Date: 8/09/2014 09:06 - Subscribe


(Jesus said) "Come to Me, all who labor and are heavy laden, and
I will give you rest. Take My yoke upon you, and learn from Me, for
I am gentle and lowly in heart, and you will find rest for your souls."
Matthew 11:28-29


When many of our relatives immigrated to this country, as their boat
passed into New York Harbor, they saw the statue designed by
Frederic Bartholdi. Originally called, "Liberty Enlightening the World,
" it has become better known as the "Statue of Liberty."

While the statue itself was a present from the people of France, the
folks of the U.S. had to come up with the funds for the base to the
giant piece of art. To help in that cause, a small book of collected
writings, including a poem by Emma Lazarus, was put on the market.

The book and Lazarus were soon forgotten.

After Lazarus' death, her poem was rediscovered and all 14 lines of
that poem were carved out and placed at the statue's entrance.

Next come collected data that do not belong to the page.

PR #1314, opened 2021-10-29
Feature - Adding some improvements for IB

gautamdsheth:
## Type ##
- [x] Bug Fix
- [ ] New Feature
- [ ] Sample

## Related Issues? ##
NA

Added necessary parameters to `Set-PnPTenant` and `Set-PnPTenantSite` for Information barrier settings


src/Commands/Admin/SetTenantSite.cs
```diff
@@ -160,6 +160,9 @@ public class SetTenantSite : PnPAdminCmdlet
 
         [Parameter(Mandatory = false, ParameterSetName = ParameterSet_PROPERTIES)]
         public SiteUserInfoVisibilityPolicyValue OverrideBlockUserInfoVisibility { get; set; }
+                
+        [Parameter(Mandatory = false)]
+        public string InformationBarriersMode { get; set; }
```
KoenZomers, line 165: Shouldn't we enum this, if it can only be specific values as you indicate in the documentation proposal above? In that case people can easily tab through the options.

PR #1460, opened 2021-12-17
Support export promoted results to Bookmarks compatible CSV file

wobba:
## Type ##
- [ ] Bug Fix
- [x] New Feature
- [ ] Sample

Added support to call REST endpoint to fetch promoted results defined via query rules and output them in Bookmark supported CSV format.


gautamdsheth:
Thanks @wobba ! 
Much appreciated :)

In
case you have never heard all of them, they read,

Not like the brazen giant of Greek fame,
With conquering limbs astride from land to land;
Here at our sea-washed, sunset gates shall stand
A mighty woman with a torch, whose flame
Is the imprisoned lightning, and her name
Mother of Exiles. From her beacon-hand
Glows world-wide welcome; her mild eyes command
The air-bridged harbor that twin cities frame,
"Keep, ancient lands, your storied pomp!" cries she
With silent lips. "Give me your tired, your poor,
Your huddled masses yearning to breathe free,
The wretched refuse of your teeming shore,
Send these, the homeless, tempest-tossed to me,
I lift my lamp beside the golden door!"

May I tell you that those words changed the purpose of the Statue
of Liberty?

You see, Bartholdi had originally thought of the statue giving
encouragement to the people of the Old World who were fighting
oppression. But Lazarus' words changed that. Rather than providing
assistance to folks who were living in Europe, it gave hope to those
who were leaving that continent.

In short, the Statue of Liberty had been transfigured; that is, it had
been given a new and nobler purpose.

This weekend many churches are celebrating Transfiguration Sunday.
It is right that we remember how the Lord acknowledged His only
Son who was living His life to save the souls of lost sinners. Read the
Gospels and you will soon discover that when people thought of Jesus,
they generally thought of Him only in human terms. He was a Prophet,
a Teacher, a Samaritan, a Sinner.

But Jesus' transfiguration tells us that while Jesus is true Man, He is
also true God. For us He was doing that which only God could do. By
that I mean Jesus lived His life sinless and successfully resistant to
all temptation. But more than that, He actually shouldered the sins of
the entire world and carried those sins to the cross where He died in
our stead.

His glorious resurrection three days later says His work had been
completed, and all who believe on Him as Savior are forgiven of the
past and given an eternal home in heaven.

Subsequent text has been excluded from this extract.